A Robust Bridge‐Type Airflow Sensor Based on Flexible Superhydrophobic Carbon Nanotube Fiber Thin Films

Abstract Despite a great deal of research about airflow sensors by far, it is still hard to maintain ultra‐low limit of detection, short response, and recovery time under humid and rainy environment, which compromises its practical applications. Herein, a robust bridge‐type airflow sensor base on flexible superhydrophobic carbon nanotube fiber thin films is developed, which can not only own remarkable sensitive properties with ultra‐low limit of detection, fast response, and rapid recovery, but also exclude the influence of moisture or water drops in real applications. Both response time and recovery time are reduced compared with that of the previously reported flexible carbon‐based airflow sensors.

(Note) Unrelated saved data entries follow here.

PR #515, opened 2014-10-24
Fix exceptions if python is built without ipv6 support.

aballier:
See:
http://bugs.python.org/issue16208
http://bugs.python.org/issue7735

### DIFF
--- a/tools/rosgraph/src/rosgraph/network.py
+++ b/tools/rosgraph/src/rosgraph/network.py
@@ -167,7 +167,10 @@ def is_local_address(hostname):
     :returns True: if hostname maps to a local address, False otherwise. False conditions include invalid hostnames.
     """
     try:
-        reverse_ips = [host[4][0] for host in socket.getaddrinfo(hostname, 0, 0, 0, socket.SOL_TCP)]
+        if use_ipv6():
+            reverse_ips = [host[4][0] for host in socket.getaddrinfo(socket.gethostname(), 0, 0, 0, socket.SOL_TCP)]
+        else:
+            reverse_ips = [host[4][0] for host in socket.getaddrinfo(socket.gethostname(), 0, socket.AF_INET, 0, socket.SOL_TCP)]
     except socket.error:
         return False
     local_addresses = ['localhost'] + get_local_addresses()
--- a/tools/roslaunch/src/roslaunch/core.py
+++ b/tools/roslaunch/src/roslaunch/core.py
@@ -90,7 +90,8 @@ def is_machine_local(machine):
     :returns: True if machine is local and doesn't require remote login, ``bool``
     """    
     try:
-        machine_ips = [host[4][0] for host in socket.getaddrinfo(machine.address, 0, 0, 0, socket.SOL_TCP)]
+        # If Python has ipv6 disabled but machine.address can be resolved somehow to an ipv6 address, then host[4][0] will be int
+        machine_ips = [host[4][0] for host in socket.getaddrinfo(machine.address, 0, 0, 0, socket.SOL_TCP) if isinstance(host[4][0],str)]
     except socket.gaierror:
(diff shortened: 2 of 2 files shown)


tools/rosgraph/src/rosgraph/network.py
```diff
@@ -167,7 +167,10 @@ def is_local_address(hostname):
     :returns True: if hostname maps to a local address, False otherwise. False conditions include invalid hostnames.
     """
     try:
-        reverse_ips = [host[4][0] for host in socket.getaddrinfo(hostname, 0, 0, 0, socket.SOL_TCP)]
+        if use_ipv6():
+            reverse_ips = [host[4][0] for host in socket.getaddrinfo(socket.gethostname(), 0, 0, 0, socket.SOL_TCP)]
+        else:
+            reverse_ips = [host[4][0] for host in socket.getaddrinfo(socket.gethostname(), 0, socket.AF_INET, 0, socket.SOL_TCP)]
```
dirk-thomas, line 173: This is the same way as it is already used in other parts of the code (https://github.com/ros/ros_comm/blob/4d2b423239452da9e6cc7bb4b1bbad22bd0376fa/tools/rosgraph/src/rosgraph/network.py#L234). The change looks good - was probably just forgotten in the original patch for IPv6.

tools/roslaunch/src/roslaunch/core.py
```diff
@@ -90,7 +90,7 @@ def is_machine_local(machine):
     :returns: True if machine is local and doesn't require remote login, ``bool``
     """    
     try:
-        machine_ips = [host[4][0] for host in socket.getaddrinfo(machine.address, 0, 0, 0, socket.SOL_TCP)]
+        machine_ips = [host[4][0] for host in socket.getaddrinfo(machine.address, 0, 0, 0, socket.SOL_TCP) if isinstance(host[4][0],str)]
```
dirk-thomas, line 94: What type is `host[4][0]` in your case? Are you using Python 2 or 3?

aballier, line 94: I tried with both 2.7.8 and 3.3.5 on my desktop (ipv6 enabled): they're 'str' with both; 

however, on the board where i disabled ipv6, I get this:

Python 2.7.8 (default, Oct 24 2014, 15:09:35) 
[GCC 4.8.3] on linux2

> > > import socket
> > > socket.has_ipv6
> > > False
> > > socket.getaddrinfo("localhost", 0, 0, 0, socket.SOL_TCP)
> > > [(10, 1, 6, '', (10, '\x00\x00\x00\x00\x00\x00\x00\x00\x00\x00\x00\x00\x00\x00')), (2, 1, 6, '', ('127.0.0.1', 0))]

so here, host[4][0] is int, causing the exception.

it can be fixed on my side by removing the '::1 localhost' line in /etc/hosts though, so that python doesn't even try to look that up, but i thought it would be useful to make the code more robust too.

dirk-thomas, line 94: Can you please add a comment above the line describing that with IPv6 disabled the value type is int.

aballier, line 94: done

dirk-thomas:
Manually merged to address PEP8 issue: 29265816d8774f87c12d90dd54dedf5f6815f8c8 f283fa94d0a10d6a207a4fe9eefc5b841fb85022

dirk-thomas:
This change breaks a unit test: http://jenkins.ros.org/job/devel-indigo-ros_comm/125/ARCH_PARAM=amd64,UBUNTU_PARAM=trusty,label=devel/testReport/unit.test_roslaunch_launch/TestRoslaunchLaunch/test_validate_master_launch/

@aballier Why does you patch use `socket.gethostname()` instead of `hostname`?

And changed it back to use `hostname` again: bb134395915633484bf84bd3f153e4243d391ef6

Particularly, recovery time is reduced by ≈2/3. Meanwhile, the superhydrophobic structure renders normal functioning of the sensor in severe environment of high humidity or even in the rain, so that the influence of moisture and raindrops can be excluded, a property deficient in the previously reported airflow sensors. Not only can the sensor detect ambient airflow sensitively, but it also exhibits outstanding performance in respiratory health monitoring. Hence, the novel sensor designed in this work realizes operation in the environment of high humidity and rain, which tremendously uplifts the applicability of flexible sensors.